Why mysqlslap Shows Smoother Results Than sysbench for SQL Performance Testing
The article explains that mysqlslap appears to produce smoother latency results than sysbench because mysqlslap reports metrics per test round rather than per individual SQL statement, leading to mis‑interpretation of Max/Avg/Min values, while sysbench can reveal per‑statement latency variations.
When benchmarking SQL statements, the author observed that results from mysqlslap look smoother than those from sysbench and investigated the reason.
Using a simple test SQL select sleep(@val := coalesce(@val, 0) + 1) from dual; , which increases the sleep time by one second on each execution, the author first ran mysqlslap . The tool reported an average of 15 seconds per round, five SQL statements per round, and therefore an average of about 3 seconds per statement. The author notes that the Max and Min values shown by mysqlslap refer to the longest and shortest round times when multiple iterations are used, not to individual statement latency, and that dividing Max by the number of statements to estimate latency is incorrect.
Next, the author used sysbench with a custom Lua script (based on bulk_insert.lua ) to run the same SQL. The sysbench output displayed a 95 percentile latency far from the mean, indicating significant variation in individual statement latency.

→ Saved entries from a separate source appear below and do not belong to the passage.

PR #1702, opened 2020-01-06
[PAR-FTWD-0120] - Remy Pham - ongoing

kurosaek:


ta-web-paris:
Looks great ! Bravo !
- Just don't forget to do `body {margin: 0}` on your css to remove the automatic borders of the browser.
- Try to create classes to avoid applying css directly to html tags (especially with the div tag that is used a lot).

Good job.

PR #1703, opened 2020-01-07
[PAR - FT- WD] Jonathan Oreja ongoing

Jarchiii:


ta-web-paris:
I think you placed the index.html and main.css files you worked on in the wrong folder (not inside the starter code > apple pie). Delete the ones that are just plain text, and place them in the right folder. If you can't see the picture appearing on the page, it means the path isn't correct. Otherwise the styling is pretty good, you might need to center the items more though + include the main title picture :)

PR #12, opened 2024-06-06
Update README.md

vmarks:
correct amble to ample, correct streamling to streamline, and correct some small grammatical choices.


dhh:
I'll take the typos, but the rest were intentional styling choices.

Issue #3, opened 2024-06-04
Add Nord theme


dhh:
This is just gorgeous: https://www.nordtheme.com/

iljo-dp:
I'il do this if you want, working on it right now :D

dhh:
Yes please! We need it across all the 5 apps, and then we need a rights-free wallpaper that isn't too large as well.

PR #14, opened 2024-06-06
Added the nord theme & kanagawa to omakub

iljo-dp:
Haven't tested if the gnome setting works, and obviously i'd need DHH to sign off on the background and the theming. It is all nord be he still needs to like it. 
#3 
Paper is from
https://github.com/linuxdotexe/nordic-wallpapers/blob/master/wallpapers/nord_lake.png
This also looked good imo
https://github.com/linuxdotexe/nordic-wallpapers/blob/master/wallpapers/ubuntu-frost.png


iljo-dp:
if possible i'd like for someone to check all the themes in the respective apps :D

iljo-dp:
Also added the kanagawa theme(trying atleast)
nvim, allacritty and zellij work, but not so sure about gnome, since the theme isn't normally installed, and I can't test gnome at this point in time

refer to 
https://github.com/Fausto-Korpsvart/Kanagawa-GKT-Theme 
is what I'd do, I can't figure it out and test it at this moment in time, sorry

iljo-dp:
I realise the way i do kanagawa isn't the best solution(for gnome), could you give some input on this pull @dhh

dhh:
We don't need any more theming than already done just with colors. So can drop that part of it.

iljo-dp:
now kanagawa should be ready also

dhh:
Thanks a bunch for your help on these! I picked some different backgrounds and tweaked a few settings, but your theme files were great.

PR #19, opened 2024-06-06
Adds unzip dependency required by install/fonts.sh

snth:
This might already be a required by one of the packages on Ubuntu 24.04 but in my Ubuntu 22.04 WSL2 trial unzip wasn't available when it was needed.

### DIFF
--- a/install.sh
+++ b/install.sh
@@ -3,7 +3,7 @@ source ~/.local/share/omakub/ascii.sh
 
 # Needed for all installers
 sudo apt update -y
-sudo apt install -y curl git jq
+sudo apt install -y curl git jq unzip
 
 # Ensure computer doesn't go to sleep while installing
 gsettings set org.gnome.desktop.session idle-delay 0


dhh:
I don't want to get into supporting earlier than 24.04 versions of ubuntu, if we can help it. I won't have any means of testing it on a regular basis. Maybe we should code in a hardstop asking for 24.04+ instead.

snth:
I hear you on the point about not taking on the burden of supporting a different Ubuntu version. However if you look at the PR, it's just adding unzip alongside your other tool dependencies and unzip is clearly needed by your fonts.sh script. IDK which package is making unzip available on 24.04 but it appears to be just a happy coincidence that it occurs earlier than the fonts install. IMHO it would make your process more robust by adding it explicitly in install.sh or fonts.sh because if it's already available at that point then it's almost a noop anyway.

dhh:
I see what you mean. Fair enough.

PR #31, opened 2024-06-07
Installation: restore 'idle-delay' setting instead of defaulting it

Totto16:
This resets the 'idle-delay' value to the previous value, respecting the uses settings, instead of defaulting to another specific value (300).

This is much more reasonable, since some user might have already changed that and then the installation just changes that, which is not a good thing to do in silence.

It is not that hard to save the original value before the installation and restoring it after

`gsettings get org.gnome.desktop.session idle-delay` returns a variant in the form of `<type> <value>` therefore we need to only store the second part, for which I use cut, since as far as I know, it is always preinstalled (you could use `awk` or other things, but why not go with the easiest tool to complete the job?)

### DIFF
--- a/install.sh
+++ b/install.sh
@@ -5,14 +5,17 @@ source ~/.local/share/omakub/ascii.sh
 sudo apt update -y
 sudo apt install -y curl git jq unzip
 
+# Get the current idle-delay, to restore it later
+IDLE_DELAY=$(gsettings get org.gnome.desktop.session idle-delay | cut -d " " -f 2)
+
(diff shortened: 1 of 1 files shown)


dhh:
The operating premise at the moment is that Omakub is used on a fresh install of Ubuntu, not an existing one. There are a bunch of settings that are just overwritten, like the dock and plenty of other gsettings. I appreciate this, but I think we need to stick with the idea that Omakub is intended for a fresh setup and that it doesn't try to preserve existing user choices. Going to give false assurances to do that in some areas and not others.

Issue #30, opened 2024-06-07
Convert Gnome extension installs from gext to git clone


dhh:
We use 4 Gnome extensions, and we install them using gext. That causes the installer to pause for user input to confirm these installations. That's a pain. We should just clone the extensions straight into the Gnome directory and then turn them on. Then the installer can finish without any intervention from the user.

iljo-dp:
I should just be done, currently testing it on a fresh vm
let me get the vm first

jeremy:
The confirmation dialog is from Gnome itself. Looks like we can bypass confirmation by telling gext to use the filesystem backend instead of dbus: https://github.com/essembeh/gnome-extensions-cli/issues/13#issuecomment-1529160849

dhh:
Oh, even better if we can just stick to gext and do a bypass like that.

dhh:
Sadly the caution on that PR was right. Only 1 out of 4 gnome extensions used worked if installed like that. Will just live with it for now.

PR #34, opened 2024-06-07
fix gnome installs

iljo-dp:
#30 
This should work, but I've only tested it once, so someone else verifying this and testing would be great


dhh:
Tried this through `gext --filesystem`, which does the same thing. Unfortunately 3/4 of the extensions didn't work being installed like that. Think we have to live with the confirmation dialogues for now. If you find a way to do it without that you verify works, feel free to open a PR again.

PR #36, opened 2024-06-07
Drop rbenv and nodenv in favor of mise

dhh:
Just learned about mise! What a great project: https://mise.jdx.dev/

Need to think whether any migration steps are necessary here. The new initializer won't run on existing systems until mise is installed. How best to either do that or communicate that?


dhh:
Migration will happen by prompt to install mise.

navidemad:
What is the advantage compare to asdf ?

brunoprietog:
@navidemad <https://mise.jdx.dev/dev-tools/comparison-to-asdf.html>

Changing from asdf, I love it

PR #29, opened 2024-06-07
Enabling arm64 support for omakub

iljo-dp:
Hey I'm trying to incoporate arm64 support under this script as mentioned in 

Currently NOT every app will work, with the biggest app that doesn't work being chrome
We can go chrome flatpak for example here, but leaving that up to you @dhh
Currently I am NOT finished doing every app and checking every package.
A good rule of thumb, If I haven't changed anything it probability works on arm unless it is farther down the list then docker.sh
Further I haven't checked YET
I haven't also done neovim(even though it is easy) since I was waiting for the other pull request about neovim to be finished before doing neovim stuff in this pull

PR #46, opened 2024-06-08
Exit on error

coffeejunk:
If any of the (sub)commands in `install.sh` fail, the install script will continue to run and effectively hide the fact that something went wrong. Setting `set -e` will make the bash script exit upon an error. 

Context: I was just testing #29 in an `arm64` VM, and the installation of `mise` failed silently (because the current version does not have a code path for `arm64`); however, it appeared as if the installation had worked correctly and I got logged out at the end of it. 
Then, when I tried to log in again, the system would simply hang. Upon further inspection, I realized it was hanging on this prompt:

https://github.com/basecamp/omakub/blob/9c603cd1f72be4c8c1e4b02f2f12ac39359e81a4/defaults/bash/init#L4

Screenshot 2024-06-08 at 11 08 22 AM

### DIFF
--- a/install.sh
+++ b/install.sh
@@ -1,6 +1,9 @@
 # Be fancy
 source ~/.local/share/omakub/ascii.sh
 
+# Exit immediately if a command exits with a non-zero status
+set -e
+
 # Needed for all installers
 sudo apt update -y
 sudo apt install -y curl git unzip


iljo-dp:
I think this is a great catch and I think a great implementation and use of the command, btw the issue in #29 should be fixed

josephchigiz:
Yes, this makes for a very important addition.

PR #53, opened 2024-06-09
Update: alacritty default font size from 7 to 10

0ussamaBernou:
font size of 7 is too small for a default value, 10 is more reasonable

### DIFF
--- a/configs/alacritty.toml
+++ b/configs/alacritty.toml
@@ -1,4 +1,4 @@
 import = [ "~/.config/alacritty/theme.toml", "~/.config/alacritty/font.toml", "~/.local/share/omakub/defaults/alacritty.toml" ]
 
 [font]
-size = 7
+size = 10


iljo-dp:
this is dhh's personal opinionated script, and if 7 works for him that is kinda what matters in the end, this HIS script not yours, and imo changing font size is a personal change that is his call and not that of you, me or anyone else here tbf.

j-collier:
If you try it on a framework 13 laptop it's pretty appropriately sized.

gregmolnar:
Omakub is an opinionated setup script and you can adjust this after the installation if you are not happy with the default value. 
@0ussamaBernou would you mind closing the issue?

dhh:
7 is set to look the best on the current Framework 13 screen. But I agree that it's too small for other screens. I'd very much like to come up with a scheme where we hit the right default size by checking PPI or something like that.

We COULD also just set default to 9 (my preference on most screens), but then overwrite it to 7 for that Framework screen.

dhh:
Solved via https://github.com/basecamp/omakub/commit/59eb8fd299062b2361e1d711415f9c9b7824d1b0

0ussamaBernou:
> 7 is set to look the best on the current Framework 13 screen. But I agree that it's too small for other screens. I'd very much like to come up with a scheme where we hit the right default size by checking PPI or something like that.
> 
> We COULD also just set default to 9 (my preference on most screens), but then overwrite it to 7 for that Framework screen.

Yeah I agree, setting font size depending on the PPI would be the optimal solution here.

I'll try to work on it sometime

Also, the solution you ended up with is a good middle ground.

0ussamaBernou:
> 7 is set to look the best on the current Framework 13 screen. But I agree that it's too small for other screens. I'd very much like to come up with a scheme where we hit the right default size by checking PPI or something like that.
> 
> We COULD also just set default to 9 (my preference on most screens), but then overwrite it to 7 for that Framework screen.

Yeah I agree, setting font size depending on the PPI would be the optimal solution here.

I'll try to work on it sometime

Also, the solution you ended up with is a good middle ground.

Issue #45, opened 2024-06-08
Consider adding Shellcheck to the project


anavarre:
I reviewed the PRs and several comments were around code style. One way to solve this once and for all is to have an automated Github Action (as an example) that uses https://github.com/koalaman/shellcheck so all contributions respect the rules imposed by Shellcheck.

I also believe it'd be a great addition to `omakub` itself, but that's likely a different discussion altogether.

PR #70, opened 2024-06-10
Add Shellcheck support via GitHub Actions

anavarre:
Per #45


dhh:
We need master cleaned up first to comply with these rules.

PR #67, opened 2024-06-10
Make neovim background transparent for catppuccin and tokyo-night

hiasinho:
As DHH mentions in #64, neovim's background could be transparent given the 97% opacity in alacritty. I did that in my config already.
This PR addresses transparency for tokyo-night and catppuccin. In light themes, it decreases readability for me personally.

Issue #64, opened 2024-06-10
Make neovim background transparent


dhh:
Our default Alacritty configuration has an ever-so-slight translucency that's really nice without harming readability. It's set to 97% in the config. But neovim isn't translucent in this setup. We need to change something in the theme options, I believe, for it to use the terminal translucency. Let's find and add that.

iljo-dp:
I have a very very non elegant (half) working solution
if this is put in the lazy.lua at the bottom for example it will work

vim.cmd([[
  augroup TransparentBackground
    autocmd!
    autocmd ColorScheme * highlight Normal ctermbg=none guibg=none
    autocmd ColorScheme * highlight NonText ctermbg=none guibg=none
  augroup END
]])
vim.cmd("colorscheme tokyonight")

This works, just tested it, but the biggest problem here is that the theme here is hardcoded, fixing this rn

2KAbhishek:
@dhh can this be closed now? since #71 is merged in 🤔

dhh:
Had to revert #71. Wasn't working on my end. So let's keep open until resolved.

2KAbhishek:
I'll take a look and update the PR

anselal:
require("tokyonight").setup({
      transparent = true,
      styles = {
        sidebars = "transparent",
        floats = "transparent",
      },
    })


replace `tokyonight` is your theme

miniMinn24:
> require("tokyonight").setup({ transparent = true, styles = { sidebars = "transparent", floats = "transparent", }, })
> 
> replace `tokyonight` is your theme

This actually works!

PR #71, opened 2024-06-10
Transparent Neovim background for all themes

2KAbhishek:
As mentioned in https://github.com/basecamp/omakub/issues/64 we want to make neovim background transparent.

https://github.com/basecamp/omakub/pull/67 addresses this for catpuccin and tokyonight.

The solution proposed in this PR applies the same logic to all themes, regardless of their support for a transparent option.

This is achieved by utilizing highlight groups to set the background color to `none` for specific groups.


dhh:
Reverted as it wasn't working properly.

PR #72, opened 2024-06-10
Provide headless installation option for environments such as WSL

snth:
Hi,

I took a stab at separating out the gui apps from the terminal based ones. Given the nice layout of the repo this wasn't too hard.

This seems to work for me on a fresh copy of Ubuntu 24.04 on WSL. Hopefully the main `install.sh` shouldn't be affected as I only renamed scripts.


dhh:
We're not going to pursue a headless installation at this time. There's not enough meat on those bones.

dhh:
That's totally fair, Nick. And I'm thrilled that Omakub can help people discover some of the great tools that we've included here. So feel free to take those discoveries and put them into something other combo that just focuses on this. Omakub needs to remain focused to drive forward, and the focus is on providing a full developer environment based on Linux (Ubuntu) ✌️

PR #332, opened 2025-02-23
pgrep/pkill/pidwait: Support --uid, --euid & --group options

dezgeg:


src/uu/pgrep/src/process.rs
```diff
@@ -296,6 +296,43 @@ impl ProcessInformation {
...
+        self.get_uid_or_gid_field("Uid", 1)
+    }
+
+    pub fn gid(&mut self) -> Result<u32, io::Error> {
+        self.get_uid_or_gid_field("Gid", 0)
+    }
+
+    pub fn egid(&mut self) -> Result<u32, io::Error> {
+        self.get_uid_or_gid_field("Gid", 1)
+    }
```
Krysztal112233, line 334: Hello, there's a plan for migrating `process.rs` into `uucore` and those function already implemented in `uucore` :)

https://github.com/uutils/coreutils/blob/604cc404ff1ffa4a1b8dc66e3bc29b7b14b0619c/src/uucore/src/lib/features/process.rs#L21-L44

Krysztal112233: The current implementation of `process.rs` is only for Linux, and will need to be implemented for other *NIX systems in the future (maybe Windows too?).

Krysztal112233 (commented):
Could you sync the changes of `process.rs` into https://github.com/uutils/coreutils/blob/main/src/uucore/src/lib/features/process.rs? This file will be migrated into `uucore` in future :)

dezgeg:
> Could you sync the changes of `process.rs` into https://github.com/uutils/coreutils/blob/main/src/uucore/src/lib/features/process.rs? This file will be migrated into `uucore` in future :)

Added here: https://github.com/uutils/coreutils/pull/7351

Is there some timeline for the migration? Probably makes sense to get the process module in procps as complete as possible before migration, as it will make considerably more difficult to add new features to procps (as then new features might need to wait for uucore to make a release)

Krysztal112233:
> Is there some timeline for the migration?

If possible, the migration will start when tools that depend on `pgrep` are almost available. Actually I don't know the timeline but it was planned last year by me :(. So just continue your work and I will make pull request to do this job before migration.

cakebaker:
@dezgeg thanks!

Regarding moving `process.rs` to `coreutils`: currently I don't see what the benefit is. And I agree with @dezgeg that it would make working on this project rather inflexible.

PR #339, opened 2025-02-26
process_matcher: Don't match own procps process

dezgeg:
For example, pgrep should never report itself as a match (but it can match other pgrep processes).


cakebaker:
Good catch, thanks :)

PR #343, opened 2025-02-28
pgrep: Support -w option

dezgeg:
Unlike pidof's similar option, the pgrep version will run the match predicates against every thread of the system and printing matching tids (unlike pidof which will run match predicates on every process of the system and then list every thread of every matched process).


cakebaker:
Good work, thanks!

From these experiments the author concludes:
sysbench can expose latency anomalies of individual or groups of SQL statements.
mysqlslap measures at the round level and cannot reflect per‑statement latency; using simple division to estimate latency masks the true variability.
Thus, the smoother appearance of mysqlslap results is caused by an incorrect interpretation of its metrics rather than by the tool itself.
Tip: If the workload consists of different SQL statements, use ps_statement_avg_latency_histogram to visualize latency differences across statements.